For the word "incomplete", determine how many lines of the entries below contain it, and give only that number.

SOURCE INFORMATION
------------------------------
Issue #440, opened 2026-04-20
Failure to load DaCe does not trigger reasonable NDSL error


CharlesKrop:
If NDSL runs into a problem while loading the DaCe dependency, it does not crash with a reasonable error - things continue moving along and break in a misleading way later on.

For me, this occurred with a missing `yaml` dependency, which caused `import dace` to break (with a reasonable error stating that I needed `yaml`), but importing NDSL or `from ndsl import Backend` produced the following message: `ValueError: NDSL backend orch:dace:cpu:IJK does not have a working GT4Py version. GT4Py backend dace:cpu_kfirst is not registered. Contact the team.`

It is unclear if this also happens with other dependencies, but I argue that NDSL should have a mechanic to explain which dependencies are missing/failing, or stop and report the error from below/within the failing dependency.

romanc:
closing as done via PR #453.

PR #453, opened 2026-05-05
QOL: detect missing dace backends in GT4Py

romanc:
# Description

According to issue https://github.com/NOAA-GFDL/NDSL/issues/440, a missing DaCe installation is detected rather late and the resulting error from the backend initialization is confusing. This PR suggests to fix that by explicitly checking in `ndsl/dsl/__init__.py` if GT4Py could load the DaCe backend. That's the same point where we also set the literal precision.

If we detect missing DaCe backends in GT4Py, a descriptive exception is raised:

```shell
(.venv) romanc@localhost /tmp/NDSL (romanc/detect-dace-missing) $ python
Python 3.13.12 (main, Feb 09 2026, 22:37:44) [GCC] on linux
Type "help", "copyright", "credits" or "license" for more information.
>>> import ndsl
/tmp/NDSL/.venv/lib64/python3.13/site-packages/gt4py/cartesian/__init__.py:13: UserWarning: GT4Py was unable to load DaCe. DaCe backends (`dace:cpu`, `dace:cpu_kfirst`, and `dace:gpu`) will not be available.
  from . import (
Traceback (most recent call last):
  File "<python-input-0>", line 1, in <module>
    import ndsl
  File "/tmp/NDSL/ndsl/__init__.py", line 2, in <module>
    from . import dsl  # isort:skip
    ^^^^^^^^^^^^^^^^^
  File "/tmp/NDSL/ndsl/dsl/__init__.py", line 56, in <module>
    raise RuntimeError(
        "NDSL installation is incomplete: GT4Py was unable to load the DaCe backends."
    )
RuntimeError: NDSL installation is incomplete: GT4Py was unable to load the DaCe backends.
```

The typo fix in `ndsl/config/backend.py` is unrelated.

@CharlesKrop / @FlorianDeconinck what do you think? Good enough (for now)?

## How has this been tested?

I've checked out NDSL into a separate folder, initialized the submodules, ran `pip install .` and then `pip uninstall dace` to get to a working state without the DaCe backends loaded in GT4Py.

## Checklist

### DIFF
--- a/ndsl/config/backend.py
+++ b/ndsl/config/backend.py
@@ -76,7 +76,7 @@ class Backend:
     on the frontend code. Additionally, it gives a hint toward the macro-strategy
     for loop ordering (IJK, KJI, etc.) or a more broad intent (debug, numpy).
 
-    For convenience, shorcuts are given to the most common needs (
+    For convenience, shortcuts are given to the most common needs (
     `backend_python`, `backend_cpu`, `backend_gpu`).
     """
 
--- a/ndsl/dsl/__init__.py
+++ b/ndsl/dsl/__init__.py
@@ -1,6 +1,7 @@
 # Literal precision for both GT4Py & NDSL
 import os
 import sys
+import warnings
 from typing import Literal
 
 from ndsl.comm.mpi import MPI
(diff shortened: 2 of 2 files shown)


FlorianDeconinck (approved):
Looking good.

Side note: I wonder if we should remove the `traceback` in "production" mode, if we had a prod mode. People tend to be very bad at reading traceback and somewhat worse when it's python's because they are wordy instead of file + line.

romanc:
> Side note: I wonder if we should remove the `traceback` in "production" mode, if we had a prod mode. People tend to be very bad at reading traceback and somewhat worse when it's python's because they are wordy instead of file + line.

Imo this is worth keeping in mind for once we have a production mode.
------------------------------
SOLUTION TO THE EXERCISE
2